_Required work_
Would you retype each of the records exactly as shown?

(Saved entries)
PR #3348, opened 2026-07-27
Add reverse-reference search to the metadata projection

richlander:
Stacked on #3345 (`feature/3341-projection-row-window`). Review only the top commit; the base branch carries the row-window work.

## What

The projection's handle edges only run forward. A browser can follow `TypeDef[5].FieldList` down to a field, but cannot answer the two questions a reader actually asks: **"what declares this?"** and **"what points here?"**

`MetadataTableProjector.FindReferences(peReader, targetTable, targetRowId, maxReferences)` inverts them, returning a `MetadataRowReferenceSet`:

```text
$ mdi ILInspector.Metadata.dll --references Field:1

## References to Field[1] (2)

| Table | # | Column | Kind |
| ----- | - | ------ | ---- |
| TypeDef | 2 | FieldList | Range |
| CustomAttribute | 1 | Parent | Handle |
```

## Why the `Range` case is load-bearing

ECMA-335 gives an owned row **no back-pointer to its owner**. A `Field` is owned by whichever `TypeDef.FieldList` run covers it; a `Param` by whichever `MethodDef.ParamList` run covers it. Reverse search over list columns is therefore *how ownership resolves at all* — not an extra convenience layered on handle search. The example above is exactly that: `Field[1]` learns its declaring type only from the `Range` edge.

_Answer_
PR #3348, opened 2026-07-27
Add reverse-reference search to the metadata projection

richlander:
Stacked on #3345 (`feature/3341-projection-row-window`). Review only the top commit; the base branch carries the row-window work.

## What

The projection's handle edges only run forward. A browser can follow `TypeDef[5].FieldList` down to a field, but cannot answer the two questions a reader actually asks: **"what declares this?"** and **"what points here?"**

`MetadataTableProjector.FindReferences(peReader, targetTable, targetRowId, maxReferences)` inverts them, returning a `MetadataRowReferenceSet`:

```text
$ mdi ILInspector.Metadata.dll --references Field:1

## References to Field[1] (2)

| Table | # | Column | Kind |
| ----- | - | ------ | ---- |
| TypeDef | 2 | FieldList | Range |
| CustomAttribute | 1 | Parent | Handle |
```

## Why the `Range` case is load-bearing

ECMA-335 gives an owned row **no back-pointer to its owner**. A `Field` is owned by whichever `TypeDef.FieldList` run covers it; a `Param` by whichever `MethodDef.ParamList` run covers it. Reverse search over list columns is therefore *how ownership resolves at all* — not an extra convenience layered on handle search. The example above is exactly that: `Field[1]` learns its declaring type only from the `Range` edge.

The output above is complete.